The extent of LD is usually affected by population structure. For example, Morrell et al (2005) reported a rapid decay of LD in wild barley compared with domesticated barley, even though both are highly self-pollinated. Similar results were reported between the indica and japonica groups of rice (Mather et al., 2007), the wild and domesticated subspecies of grapevine (Barnaud et al., 2010) and the landrace and modern varieties groups of wheat (Hao et al., 2011). Our results here showed that LD patterns in the two asparagus bean subdivisions are also different and that the rate of interchromosomal LD was reduced to, on average, 3.6% compared with 8% when using the combined gene pool (data not shown). The subgroup SV globally had a higher level and longer decay distance of LD, suggesting relatively limited historical recombination events and less genetic diversity in this more typical vegetable-type subdivision perhaps because of a more severe historical population bottleneck. The distances and patterns of LD decay are most different on LG 5, 7 and 11 between the two subgroups, suggesting that these chromosomes may carry more genes/QTLs related to agronomic traits favorable for vegetable use that have been strongly selected by cultivators and breeders of this crop. This is in good agreement with the Ohat's LD variance component analysis. An important future task is to fine-dissect the LD patterns between the two subgroups of asparagus bean germplasm using broader populations that may also include more ssp. unguiculata accessions to get better understanding of the genetic architecture of the cowpea natural resources globally.

Implications on genome wide association study in asparagus bean

For genome wide association mapping, long-range LD will reduce the number of markers needed to cover the genome, although the resolution for mapping is expected to be low (Yu and Buckler, 2006). The level of LD decay at a −cM level in the Chinese asparagus bean germplasm we observed suggests that a genome wide detection of QTLs is feasible using the currently available SNP maps and marker system. Assuming that one marker is needed per 1.5 cM along the 680 cM asparagus bean genome, 450 informative markers evenly distributed across the genome would be sufficient to uncover any significant associations using genome wide association studies. Given the expressed sequence tag-derived nature of the SNP markers employed here, the power for association mapping is expected to be higher than using other marker systems such as genomic SSRs, of which the majority are located in the non-coding regions of the genome (Yan et al., 2009). In addition, the presence of population stratification and kinship among a subset of the plant materials, as well as the 3.6% interchromosomal associations, all should be taken into account in association analyses (Yan et al., 2009; Hao et al., 2011).

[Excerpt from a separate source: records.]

PR #13, opened 2016-06-21
added php and wordpress version limit check

thellimist:


cloudflare.php
```diff
@@ -42,6 +42,30 @@
...
+    $min_php_version = '5.3';
+
+    if (version_compare(PHP_VERSION, $min_php_version, '<')) {
+        $flag = 'PHP';
+    } elseif (version_compare($wp_version, $min_wp_version, '<')) {
+        $flag = 'WordPress';
+    } else {
+        return;
+    }
+    $version = 'PHP' == $flag ? $min_php_version : $min_wp_version;
```
jwineman: I don't like this logic, its too confusing what about:
```
if(!version_compare(PHP_VERSION, $min_php_version, '<') || !version_compare($wp_version, $min_wp_version, '<')) {
//Deactivate Plugin

//Kill Execution
}
```

cloudflare.php
```diff
@@ -42,6 +42,30 @@
     }
 }
 
+// Call when the Plugin is activated in server. 
+function cloudflare_activate()
+{
+    global $wp_version;
+    $min_wp_version = '3.1';
+    $min_php_version = '5.3';
```
jwineman: move these into `const`s at the top of the file and add a trialing 0 to the end just to be explicit.

PR #19, opened 2016-07-13
Thellimist/pi 670

thellimist:


src/WordPress/PluginActions.php
```diff
@@ -27,6 +28,7 @@ public function __construct(DefaultIntegration $defaultIntegration, APIInterface
         $this->wordpressAPI = $defaultIntegration->getIntegrationAPI();
         $this->dataStore = $defaultIntegration->getDataStore();
         $this->logger = $defaultIntegration->getLogger();
+        $this->integration = $defaultIntegration;
```
jwineman: Why did you add this?  I don't see it being used anywhere?  If its not being used lets remove it.  If it is being used lets talk about it.

src/WordPress/PluginActions.php
```diff
@@ -60,7 +62,6 @@ public function loginWordPress()
      */
     public function getPluginSettings()
     {
-        // Always return true
         $settings = $this->dataStore->getPluginSettings($this->api);
```
jwineman: Don't pass `$this->api` to `CF\WordPress\DataStore.php`.  The DataStore is only for getting/setting data in WordPress, it shouldn't be interacting with the API at all.  It looks like you're using it to create API responses, just do that here instead since you already have access to `$this->api` here.

src/WordPress/PluginActions.php
jwineman: Instead of doing this lets extend the core functionality. 
1. Create `CF\WordPress\Router\WordPressPluginAPIRouter.php`
2. Extend `route(Request $request)` to pass in a `CF\WordPress\API\WordPressClientAPI`
3. Update this constructor to accept `CF\WordPress\API\WordPressClientAPI`
4. `$this->wordPressAPIClient = $wordPressAPIClient

src/WordPress/PluginRoutes.php
```diff
@@ -23,6 +23,16 @@ class PluginRoutes
             ),
         ),
 
+        // Must be above "plugin/:id/settings/:human_readable_id"
+        'plugin/:id/settings/default_settings' => array(
```
jwineman: Instead of hard coding this route just have `plugin/:id/settings/:human_readable_id` go to a method that switches on `:human_readable_id` and then returns the method that handles that ID.  This functionality working correctly as is depends on the order of these routes being correct which has a lot of potential for bugs.

PR #25, opened 2016-07-15
Thellimist/pi 682

thellimist:


src/WordPress/DataStore.php
```diff
@@ -120,18 +117,18 @@ public function setPluginSetting($settingId, $value)
             return false;
         }
 
-        return update_option(self::CLOUDFLARE_SETTING_PREFIX.$settingName, $value);
+        return update_option($settingName, $value);
     }
 
     private static function getPluginSettingName($settingId)
```
jwineman: If you move `$settings` from `getPluginSettings()` into a class variable you can just do:
```
return array_key_exists($settingId, $settings);
```

PR #27, opened 2016-07-19
Thellimist/pi 689

thellimist:


src/Test/Wordpress/PluginActionsTest.php
```diff
@@ -61,36 +61,72 @@ public function testLoginWordPressFail()
         $this->assertEquals(false, $response['success']);
     }
 
-    public function testPatchPluginSettings()
+    public function testGetPluginSettings()
```
jwineman: Still need a more descriptive test name.  Something like `testGetPluginSettingsHandlesValidSetting()`.  Need to know what the expected result of the test is.

src/Test/Wordpress/PluginActionsTest.php
```diff
@@ -61,36 +61,72 @@ public function testLoginWordPressFail()
...
+        ->setMethods(array('patchPluginDefaultSettings'))
+        ->getMock();
+
+        $pluginActions->expects($this->once())
+                    ->method('patchPluginDefaultSettings');
+
+        $pluginActions->patchPluginSettingsRouter();
+    }
+
+    public function testPatchPluginSettings()
```
jwineman: Need a more descriptive name here too.

PR #28, opened 2016-07-20
PI-691 fix WordPress AdminPanel settings css

thellimist:


jwineman:
This isn't related to the PR but can you pull in the CSS from cloudflare/cloudflare-frontend again please?  I removed the reset CSS for magento and now our styles are MUCH closer to WWW.  I don't think it will fix/break anything but it should bring the look and feel closer to that of WWW.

To further complement the possible low mapping resolution caused by high-level LD in asparagus bean, a two-step procedure as proposed by Barnaud et al. (2010) would be considered for future work. Based on the discovery here that landrace asparagus bean lines (and especially the ssp. unguiculata), are genetically more diverse and thus might should exhibit shorter LD decay distance, QTL locations determined from ‘standard’ asparagus bean populations could be refined by studying populations of more ‘rustic’ asparagus bean or ssp. unguiculata accessions with much more limited LD. In addition, bi-parental QTL mapping using large RIL populations or NIL sets would also provide higher resolution for QTLs of interest. In our lab, a project that aims to uncover the genetic factors controlling the pod length and climbing ability of asparagus bean using the combined two-step association mapping and bi-parental QTL mapping approach is now underway.

Data archiving

Data have been deposited at Dryad: doi:10.5061/dryad.6tv35cc2.